Do you run to the bathroom instead of running around the track?
If incontinence is interfering with your daily activities, it’s time to seek help. With the right treatment approach, you can control incontinence rather than letting it control you.
Millions of Americans — the majority women — suffer from some form of incontinence, especially as they grow older.
Some women may hold back a laugh or a sneeze for fear of urine leakage.
Other women cannot be too far from a restroom for fear of not making it in time.
While there are several types of incontinence the most common are stress and urge or a combination of the two.

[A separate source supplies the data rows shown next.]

PR #616, opened 2026-08-19
[OPE-82] Expose explicit RHIME scientific inputs

brendan-m-murphy:
## Summary

- replace opaque RHIME dataset plumbing in built-in model recipes with explicit labelled scientific arrays and cohesive `AggregationError` / `SigmaAlignment` values
- keep required-input declarations beside their owning flux, baseline, observation-error, and sigma components, with owner-specific validation
- make `registered_model()` / `CoordRegistry` an enforced labelled-model invariant and register fixed aggregation-error arrays as inspectable PyMC data
- materialize selected lazy aggregation payloads once at their named boundary, preserving labels and rejecting ambiguous direct-builder values
- materialize sigma/site wiring only when the selected likelihood owns it, preserving the built-in legacy compatibility exception
- expose the scientifically general `flux_sensitivity` name and a custom-likelihood seam with common arrays explicit and model-specific options in `likelihood_kwargs`
- validate, detach, and persist `likelihood_kwargs` with callable provenance in results and saved inversion output
- preserve an externally supplied cached sensitivity graph and provenance until the named flux boundary, with no retrieval and no unrelated computation
- document the durable prepared-data inventory, coordinate ownership, model-only wiring, and customization contract

## Stack

#615 (OPE-83) has merged. GitHub retargeted this PR to `devel`; this branch remains the OPE-82 follow-up on top of the OPE-83 content.

## Review follow-up

The latest review round is addressed in commit `1540bfaa`:

- the installed additive-sigma likelihood now works through the ordinary and prepared runner seams, deriving sigma alignment from labelled observations and accepting JSON-compatible component options
- direct dense `AggregationError` values enforce symmetry and positive-semidefiniteness, while resolved values avoid repeated eigendecomposition
- `registered_model(coords=...)` sanitizes PyMC coordinates and seeds the scientific registry, including xarray auxiliary coordinates
- dense covariance column labels and all `AggregationError` representation invariants are enforced
- low-rank shared Dask payloads materialize together once; public direct-builder values must already be eager
- aggregation marginal/covariance/factor/diagonal arrays are registered and preserved in `constant_data`
- redundant pairwise coordinate checks were removed in favor of mandatory component registration
- custom likelihoods no longer inherit unused built-in sigma wiring
- non-empty orphaned `likelihood_kwargs` are rejected and valid options round-trip in output metadata
- complete custom models must use the registered-model boundary

## Validation

- `ruff check <all changed Python paths>` — passed
- `git diff --check` — passed
- latest focused covariance/coordinates/likelihood/prepared-runner set — 54 passed
- copied-runner and cookiecutter integrations — 13 passed
- prepared-input serialization and xarray adapter — 116 passed
- broader `tests/models tests/test_observation_error.py tests/test_rhime.py` — 390 passed; 6 reproduced baseline/environment failures
- independent scientific/ownership review — no blockers after final direct-builder checks

Known baseline failures are three float32-assumption tests under the local PyTensor configuration, the h5netcdf `H5DSget_num_scales` reopen case, and two API-smoke cases affected by upstream OpenGHG `long_name` drift; both default and custom likelihood paths reproduce the latter.


openghg_inversions/observation_error.py
```diff
@@ -129,6 +136,120 @@ def validate_observation_error_inputs(
...
+) -> None:
+    """Validate labelled aggregation-error products against observations."""
+    arrays = (
+        (AGGREGATION_ERROR_COVARIANCE, aggregation_error.covariance),
+        (LOW_RANK_FACTOR, aggregation_error.factor),
+        (DIAGONAL_RESIDUAL_VARIANCE, aggregation_error.diagonal_variance),
+    )
+    for name, array in arrays:
+        if array is not None:
+            validate_observation_alignment(
```
brendan-m-murphy: [P1] Please validate the dense covariance's second observation axis as well as its `nmeasure` row axis. A covariance with rows `['A', 'B']` and `nmeasure_cov=['B', 'A']` is currently accepted because numeric shape and positional symmetry pass; the likelihood later converts the covariance with `.values`, silently applying columns to the wrong observations. Both axes should be normalized or exactly aligned to the observation ordering before labels are discarded.

openghg_inversions/observation_error.py
```diff
@@ -129,6 +136,120 @@ def validate_observation_error_inputs(
...
+    if output_dim not in array.dims:
+        raise ValueError(f"{owner} input {input_name!r} has no {output_dim!r} dimension.")
+    reference_coordinates = {
+        name: coordinate
+        for name, coordinate in observations.coords.items()
+        if coordinate.dims == (output_dim,)
+    }
+    for name, reference in reference_coordinates.items():
+        candidate = array.coords.get(name)
+        if candidate is None or not reference.identical(candidate):
```
brendan-m-murphy: [P2] `DataArray.identical()` makes coordinate attributes part of scientific alignment, and this loop also requires every observation-aligned auxiliary coordinate to exist on every input. That rejects independently prepared arrays with the same exact `nmeasure` index but harmless metadata differences, or a cached sensitivity that lacks an observation-only coordinate such as `qc_flag`. Please use exact indexed alignment/value equality for observation order and validate only auxiliary coordinates that the component actually consumes.

openghg_inversions/rhime/standard.py
```diff
@@ -64,10 +70,78 @@
...
+            f"`aggregation_error_mode={model_spec.aggregation_error_mode!r}`"
+        ),
+    )
+    names.extend(aggregation_names)
+    return tuple(names)
+
+
 def build_standard_rhime_model(
-    inv_inputs: xr.Dataset,
+    emissions_sensitivity: xr.DataArray,
```
brendan-m-murphy: Could we call this `flux_sensitivity` rather than `emissions_sensitivity` throughout the new explicit-input API? “Emissions” implies a positive flux, so it is less general for sensitivities representing uptake or otherwise signed fluxes. `flux_sensitivity` describes the quantity without imposing that sign convention.

brendan-m-murphy (commented):
Two coordinate-contract issues and one scientific naming request are noted inline. I also checked the clarified compatibility boundary: `run_hbmcmc.py` itself is unchanged, and I found no inferpymc/run_hbmcmc graph or numerical regression.

openghg_inversions/observation_error.py
```diff
@@ -129,6 +136,120 @@ def validate_observation_error_inputs(
...
+            raise ValueError(
+                f"{owner} input {input_name!r} has incompatible observation coordinate {name!r}."
+            )
+
+
+def validate_aggregation_error_alignment(
+    observations: xr.DataArray,
+    aggregation_error: AggregationError,
```
brendan-m-murphy: [P1] Separate from the existing column-axis thread, this accepts a manually constructed `AggregationError` whose `marginal_variance` disagrees with its covariance/factor, or whose mode and payload are inconsistent. That is now a public direct-builder input: `epsilon` and the error floor use `marginal_variance`, while `y` uses the covariance payload, so one accepted object can describe two different error models. Please provide one validated construction path or enforce these representation invariants here. A coherent-reduction path need only retain cheap shape/coordinate/consistency checks; it should not repeat the producer's expensive numerical work, while general external/prepared inputs should retain full validation.

openghg_inversions/rhime/standard.py
```diff
@@ -64,10 +70,78 @@
...
+        _STANDARD_FLUX_INPUT_NAMES,
+        owner="Standard flux component",
+    )
+    _require_component_inputs(
+        prepared,
+        OBSERVATION_ERROR_INPUT_NAMES,
+        owner="Observation-error component",
+    )
+    _require_component_inputs(
+        prepared,
```
brendan-m-murphy: [P2] Please select sigma-alignment input only when the selected model actually uses it. Both recipes currently require/materialize `site_indicator`, both result stages construct `SigmaAlignment`, and the likelihood validates it even when `no_model_error=True`. That makes a disabled component impose model-only input and frequency/alignment requirements. Keep `site_indicator` when offsets need it, and preserve the standard `preserve_legacy_likelihood=True` exception because that compatibility graph intentionally retains unused sigma; modern fixed-error standard and multisector graphs should not select sigma-only wiring.

openghg_inversions/rhime/standard.py
```diff
@@ -64,10 +70,78 @@
...
+    *,
+    owner: str,
+) -> None:
+    """Fail before materialization with the selected component named."""
+    missing = [name for name in names if name not in prepared.inv_inputs]
+    if missing:
+        raise ValueError(f"{owner} requires prepared input(s) {missing!r}.")
+
+
+def standard_model_input_names(prepared: RhimePreparedInputs, model_spec: RhimeModelSpec) -> tuple[str, ...]:
```
brendan-m-murphy: [P2] This newly public, root-exported function needs the full Google-style docstring required for public APIs, not only a summary. The same pass is needed for `multisector_model_input_names`, `materialize_pymc_inputs`, `aggregation_error_input_names`, and `validate_aggregation_error_alignment`: document Args, Returns, and applicable Raises.

brendan-m-murphy (commented):
The explicit-input direction is substantially right: the ordinary builders now expose named scientific arrays, the broad context is confined to the advanced whole-model seam, the from-spec duplication is gone, and additive-sigma plus the legacy PEFO/HBMCMC behavior are retained.

I have left three distinct items inline: resolved aggregation-error representation consistency, conditional selection of sigma-only wiring, and full docstrings for the newly public APIs.

I did not repeat the existing review's dense-covariance column-axis finding. The broader minimum-error and boundary-sensitivity preparation consolidations are now tracked separately as OPE-92 and OPE-93 rather than being added to this PR.

openghg_inversions/rhime/standard.py
```diff
@@ -122,10 +200,31 @@ def build_standard_rhime_model(
     sigma_prior = dict(DEFAULT_SIGMA_PRIOR if sigma_prior is None else sigma_prior)
     offset_prior = dict(DEFAULT_OFFSET_PRIOR if offset_prior is None else offset_prior)
 
+    validate_observation_alignment(
```
brendan-m-murphy: Please remove this recipe-level alignment block, and the equivalent block in `multisector.py`. Each consuming component registers its labelled inputs through `add_model_data` → `add_coords` → `CoordRegistry`, which already rejects conflicting shared dimension and auxiliary-coordinate values. I confirmed that, with these calls disabled, a reversed `nmeasure` order still fails during component registration. Keep validation of scientific invariants and inputs that do not cross this registration boundary—notably aggregation covariance, whose two observation axes both need explicit validation.

docs/development/rhime_model_development.rst
```diff
@@ -159,6 +159,79 @@ It is not a caller-authored manifest and must not determine execution order.
 Ordinary runners should not construct or thread a requirements object through
 the pipeline merely to satisfy a framework contract.
 
+Prepared-input inventory and ownership
+--------------------------------------
+
+``RhimePreparedInputs`` is the durable, backend-neutral labelled-data
+boundary. It may retain project-specific arrays that no current PyMC recipe
```
brendan-m-murphy, line 178: Please add the coordinate-ownership rule to this guidance in the current PR; it is small and directly relevant to the boundary OPE-82 establishes, so I would not split it into a Linear issue. Suggested substance: component registration (`add_model_data`/`add_coords`/`CoordRegistry`) owns cross-component coordinate consistency, and recipes should not repeat pairwise alignment checks for data that components register. Explicit validation remains appropriate for scientific invariants and for arrays that are not registered with PyMC, such as aggregation covariance.

brendan-m-murphy (commented):
Follow-up on coordinate ownership: component data registration already owns cross-component coordinate consistency. The recipe-level checks should be removed, and this ownership rule should be stated in the model-development guidance as part of this PR.

openghg_inversions/rhime/standard.py
```diff
@@ -191,12 +298,14 @@ def build_standard_rhime_model(
                 pollution_events_from_obs=pollution_events_from_obs,
                 no_model_error=no_model_error,
                 retain_unused_sigma=preserve_legacy_likelihood,
-                aggregation_error_mode=aggregation_error_mode,
                 output_dim="nmeasure",
             )
         else:
             likelihood = likelihood_builder(
```
brendan-m-murphy, line 319: This call makes the custom-builder contract effectively identical to the default likelihood's full signature, so every custom likelihood must accept sigma and pollution-event policy even when it does not use them. Please keep the common scientific inputs explicit (`observations` through `pollution_event_baseline`, plus `output_dim`) and accept a `likelihood_kwargs` mapping for the remainder, expanding it here with `**likelihood_kwargs`. The built-in recipe can assemble its mapping explicitly from `sigma_alignment`, `sigma_prior`, `power`, `pollution_events_from_obs`, and `no_model_error`; the default likelihood should retain those as required named parameters, so Python validates them naturally. This avoids both making all default-specific arguments optional and hiding the common scientific data behind an opaque object.

brendan-m-murphy (commented):
The likelihood extension seam should separate the common scientific inputs from options specific to the built-in pollution-event likelihood.

openghg_inversions/rhime/standard.py
```diff
@@ -488,14 +590,19 @@ def run_rhime(
...
+            preserve_legacy_likelihood=preserve_legacy_likelihood,
+        ),
     )
     build_and_sample_start = timer_start()
     model_build_result = build_standard_rhime_model_result(
         prepared=prepared,
         model_inputs=model_inputs,
         run_spec=run_spec,
         likelihood_builder=likelihood_builder,
+        likelihood_kwargs=likelihood_kwargs,
```
brendan-m-murphy, line 619: [P1] `likelihood_kwargs` reaches model construction here but is not forwarded to `make_standard_rhime_result` or persisted with the likelihood-builder provenance (and multisector behaves the same). These values can change the scientific model: runs with the same Student-t callable but `degrees_of_freedom=4` and `=30` currently produce identical result and saved builder metadata. Please validate/copy a JSON-compatible mapping, include it in `RhimeResult.output_metadata` and persisted builder metadata, and cover the output round-trip.

openghg_inversions/rhime/standard.py
```diff
@@ -405,6 +504,7 @@ def run_rhime(
     config_file: str | Path | None = None,
     merged_data: RhimeMergedData | None = None,
     likelihood_builder: RhimeLikelihoodBuilder | None = None,
+    likelihood_kwargs: Mapping[str, Any] | None = None,
```
brendan-m-murphy, line 520: [P2] Reject non-empty `likelihood_kwargs` unless a `likelihood_builder` is active. At present `run_rhime(likelihood_kwargs={"degrees_of_freedom": 7})` completes with the default Gaussian and silently discards the option, so an omitted or misspelled builder can change the intended scientific model without an error. Apply the same ownership check in the multisector runner and reject these options on the prepared complete-`model_builder` route as well.

openghg_inversions/rhime/standard.py
```diff
@@ -304,26 +361,68 @@ def build_standard_rhime_model_result(
...
+        )
         result = validated_custom_model_build(model_builder, context=builder_context)
         validate_model_build_result(result, context=builder_context)
     else:
-        model = _build_standard_rhime_model_from_spec(
+        model_spec = run_spec.model
+        if len(model_spec.sectors) != 1:
+            raise ValueError("Standard RHIME model specs must include exactly one sector.")
+        sector = model_spec.sectors[0]
+        sigma_alignment = (
```
brendan-m-murphy, line 383: [P2] The custom branch no longer receives `SigmaAlignment`, but input selection and this result stage still construct it whenever the model spec has the default `no_model_error=False`. Consequently the documented fixed-error custom likelihood still requires/materializes `site_indicator` and can fail before invocation, while a custom additive-sigma likelihood cannot use the alignment that RHIME constructed. Please make the contract consistent: either gate built-in sigma input selection/construction on `likelihood_builder is None` (retaining the legacy exception), or keep preparation-derived runtime alignment available at the likelihood seam separately from caller-supplied `likelihood_kwargs`. An ordinary caller cannot construct it before RHIME filters and prepares observations. The multisector path has the same issue.

openghg_inversions/observation_error.py
```diff
@@ -129,6 +136,255 @@ def validate_observation_error_inputs(
...
+                AGGREGATION_ERROR_COVARIANCE,
+                covariance,
+                owner=f"{owner} input",
+            )
+        )
+    elif aggregation_error.mode == "low_rank":
+        factor = aggregation_error.factor
+        diagonal_variance = aggregation_error.diagonal_variance
+        assert factor is not None and diagonal_variance is not None
+        factor_values = _numeric_finite(LOW_RANK_FACTOR, factor, owner=f"{owner} input")
```
brendan-m-murphy: [P2] This purportedly cheap consumer check materializes the low-rank factor and residual separately through `.values`. With both derived from one Dask source, this validation alone executes the shared source twice, leaves both fields lazy, and they are converted again by the likelihood. The ordinary runner masks this by pre-materializing, but the public `resolve_aggregation_error(lazy_dataset)`/direct-component path reproduces it. Check structural dimensions before payload access and either require an eager validated `AggregationError` here or materialize the related payloads together once and pass the eager representation onward.

brendan-m-murphy (commented):
The recent update addresses the earlier coordinate, naming, conditional-sigma, documentation, and likelihood-signature comments. Four follow-ups remain around likelihood option ownership/provenance and the eager numerical boundary; they are noted inline. Exact-head observation-error, run_hbmcmc, and inferpymc selections passed, and changed-path Ruff passed.

brendan-m-murphy (commented):
Focused follow-up on making coordinate/data registration the actual model invariant. These comments preserve the scientific covariance checks while consolidating repeated observation-axis alignment at the boundary that owns it.

docs/development/rhime_model_development.rst
```diff
@@ -159,6 +159,87 @@ It is not a caller-authored manifest and must not determine execution order.
 Ordinary runners should not construct or thread a requirements object through
 the pipeline merely to satisfy a framework contract.
 
+Component registration owns cross-component coordinate consistency. Data
```
brendan-m-murphy, line 163: [P2] Please make this an enforced model invariant rather than only a convention. There are only three in-tree `pm.Model()` construction sites, and each immediately attaches a `CoordRegistry`. A small factory such as `registered_model() -> pm.Model` would let those sites use `with registered_model() as model:`, after which `add_coords()` can fail clearly if a direct/custom model has no registry; the complete-model boundary should enforce the same invariant. This preserves ordinary callable components while making the rule below true for every model. The earlier statement that registries are “optional conveniences” should be updated accordingly.

openghg_inversions/models/pollution_event.py
```diff
@@ -93,25 +97,54 @@ def build_pollution_event_error(
...
-    observation_error = add_model_data(data["mf_error"].transpose(output_dim), "error")
-    minimum_error = add_model_data(data["min_error"].transpose(output_dim), "min_error")
+    needs_sigma = not no_model_error or retain_unused_sigma
+    if needs_sigma:
+        if sigma_alignment is None:
+            raise ValueError(
+                "Pollution-event likelihood requires `sigma_alignment` when "
+                "model error is enabled or unused sigma is retained."
+            )
+        validate_observation_alignment(
```
brendan-m-murphy: [P2] Once registry attachment is mandatory, please remove these pairwise coordinate checks and their additive-sigma equivalents. `observations`, `observation_error`, and `minimum_error` are registered through `add_model_data`, while `SigmaAlignment` indices are registered by `add_sigma_component`; registration should own their observation-axis compatibility. `validate_observation_error_arrays` should retain its numerical/scientific checks, but not repeat coordinate alignment. This is the redundant likelihood-chain alignment that the new ownership rule is meant to eliminate.

openghg_inversions/models/pollution_event.py
```diff
@@ -127,15 +160,15 @@ def build_pollution_event_error(
         exponent = (
             parse_prior("power", dict(power)) if isinstance(power, Mapping) else power
         )
-        raw_independent_variance = observation_error**2 + pt.pow(
+        raw_independent_variance = reported_error**2 + pt.pow(
             pollution_event * sigma,
             exponent,
         )
         aggregation_marginal_variance = pt.as_tensor_variable(
```
brendan-m-murphy: [P1] “Any data used by the model must be registered” also needs to cover aggregation inputs. The marginal variance here, and covariance/factor/diagonal arrays downstream, are embedded from `.values` as anonymous tensor constants, so they bypass both `CoordRegistry` and `InferenceData.constant_data`. Please register the labelled aggregation data through `add_model_data` and use the registered representation in the graph. The registry can then own observation-row alignment; retain the explicit dense `nmeasure_cov`-column equality check because that second axis has a distinct dimension name, along with the covariance invariants owned by `AggregationError`.

brendan-m-murphy: I checked this against the repository’s pinned PyMC 5.26.1. PyMC handles the matrix directly as registered data: `pm.Data("aggregation_error_covariance", covariance, dims=("nmeasure", "nmeasure_cov"))`, while `pm.MvNormal(..., dims="nmeasure")` labels the distribution output. Both covariance-axis coordinates are preserved in `InferenceData.constant_data`, so registration itself should not be deferred. The two distinct dimension names are needed for xarray/ArviZ; PyMC does not infer that they denote the same ordered observation set. The explicit equality/order check therefore remains a scientific invariant owned by `AggregationError`. The broader two-axis identity policy is already tracked in [OPE-13](https://linear.app/openghg-inversions/issue/OPE-13/complete-covariance-alignment-and-lrpd-positivity-correction-573). See also the [PyMC `Data` dimensions/coordinates API](https://www.pymc.io/projects/docs/en/v5.24.0/api/generated/pymc.Data.html).

openghg_inversions/rhime/likelihoods.py
```diff
@@ -11,23 +11,24 @@
 from openghg_inversions.models.additive_sigma import (
     add_additive_sigma_gaussian_likelihood,
 )
-from openghg_inversions.observation_error import AggregationErrorMode
+from openghg_inversions.observation_error import AggregationError
 from openghg_inversions.sigma import SigmaAlignment
 
 
 def additive_sigma_likelihood_builder(
```
brendan-m-murphy, line 21: [P1] Keep the installed additive-sigma likelihood usable through the ordinary runner seam. `RhimeLikelihoodBuilder` and the recipe call site supply only the common arrays/means/output dimension, but this callable additionally requires `sigma_alignment`, `sigma_prior`, `power`, `pollution_events_from_obs`, and `no_model_error`; `run_rhime(likelihood_builder=additive_sigma_likelihood_builder)` therefore raises `TypeError`. The tests invoke this adapter directly, not through the runner, and the docs now explicitly demote it to copied recipes. That conflicts with the agreed requirement to retain a first-class installed additive-sigma likelihood selectable through the ordinary seam. Please either make this callable satisfy the actual protocol and own/derive its sigma preparation from labelled observations plus JSON-compatible options, or add another explicit supported built-in selection—but do not leave the installed adapter unusable by `run_rhime`.

openghg_inversions/observation_error.py
```diff
@@ -129,6 +155,264 @@ def validate_observation_error_inputs(
...
+            raise ValueError(
+                f"{owner} input {AGGREGATION_ERROR_COVARIANCE!r} has "
+                f"incompatible observation coordinate {covariance_dim!r}."
+            )
+        _require_eager_payload(
+            covariance,
+            AGGREGATION_ERROR_COVARIANCE,
+            owner=owner,
+        )
+        expected_marginal = np.diag(
```
brendan-m-murphy: [P1] Direct dense `AggregationError` values still bypass the covariance’s symmetry and positive-semidefinite invariants. For example, a correctly labelled `[[1, 2], [2, 1]]` covariance with `marginal_variance=[1, 1]` passes this consumer check even though it is indefinite. `resolve_aggregation_error()` rejects it, but the public concrete builders accept directly constructed `AggregationError` values and this follow-up claims all representation invariants are enforced. Please put these invariants in `AggregationError` construction/a factory, or perform the complete dense check at this direct-public boundary, with direct-value regression tests.

openghg_inversions/models/coords.py
```diff
@@ -218,6 +218,21 @@ def get_coord_registry(model: pm.Model) -> CoordRegistry | None:
...
+    """Construct a PyMC model with RHIME coordinate tracking attached.
+
+    Args:
+        *args: Positional arguments forwarded to :class:`pymc.Model`.
+        **kwargs: Keyword arguments forwarded to :class:`pymc.Model`.
+
+    Returns:
+        A new PyMC model with an empty :class:`CoordRegistry` attached.
+    """
+    model = pm.Model(*args, **kwargs)
```
brendan-m-murphy: [P2] `registered_model(coords=...)` forwards coordinates to PyMC and then attaches an empty registry, so those constructor coordinates are absent from `CoordRegistry.original_coords`; complete-model validation currently checks only that a registry object exists. A custom model can therefore pass the new invariant while rich coordinates supplied at construction are unavailable to restoration. Please either seed the registry from the scientific `coords` while passing sanitized coordinates to PyMC, or forbid constructor coordinates and require `add_coords()`. Validation should distinguish an attached-but-empty registry from coverage of the labelled model dimensions that need restoration. The output-side audit is now tracked explicitly in OPE-48 if the broader coverage check is deferred.

brendan-m-murphy (commented):
Quick final pass found two remaining blockers against the agreed OPE-82/additive-likelihood criteria, plus one coordinate-registry completeness gap now tracked in OPE-48.

brendan-m-murphy:
Downstream integration audit at exact head `1540bfaa96edea2d16c9a633e08b5fe8bd3b6420`: I found no remaining substantive blocker for the CO2/CO2–O2 stack. The latest commit enforces AggregationError representation/symmetry/PSD/second-axis invariants, seeds and requires the coordinate registry, registers aggregation payloads, validates and persists `likelihood_kwargs`, rejects orphan options, keeps custom likelihoods free of built-in sigma wiring, and exposes the installed additive-sigma builder through the common labelled-input protocol. Exact-head Actions run `32311040484` is green.

This head is the base of OGI #617 and #618; the completed verification-games two-site/one-week deterministic and sampled acceptance found no downstream violation of these invariants. The remaining unresolved review-thread state appears administrative (the requested changes are present in `1540bfaa`), so I have left thread resolution to the reviewer.

openghg_inversions/observation_error.py
```diff
@@ -40,14 +42,56 @@ class AggregationError:
...
+    scale = max(float(np.max(np.abs(values))), 1.0)
+    tolerance = 1e-10 * scale
+    if not np.allclose(values, values.T, rtol=1e-10, atol=tolerance):
+        raise ValueError(f"{owner} must be symmetric.")
+    if float(np.linalg.eigvalsh(values).min()) < -tolerance:
+        raise ValueError(f"{owner} must be positive semidefinite.")
 
 
-def _numeric_finite(name: str, array: xr.DataArray) -> np.ndarray:
+def _numeric_finite(
```
brendan-m-murphy: This is almost certainly exists in another module.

Stress incontinence occurs when pelvic muscles are weakened or damaged, causing the bladder to leak during exercise, coughing, sneezing, laughing or any body movement that puts pressure on the bladder.
Urge incontinence, the urgent need to pass urine and the inability to get to the toilet in time, occurs when nerve passages along the pathway from the bladder to the brain are damaged, causing a sudden bladder contraction that cannot be consciously stopped. Urge incontinence is also referred to as overactive bladder.
Though many women are shy about discussing incontinence with their doctor, it is a common condition that should not be swept under the rug.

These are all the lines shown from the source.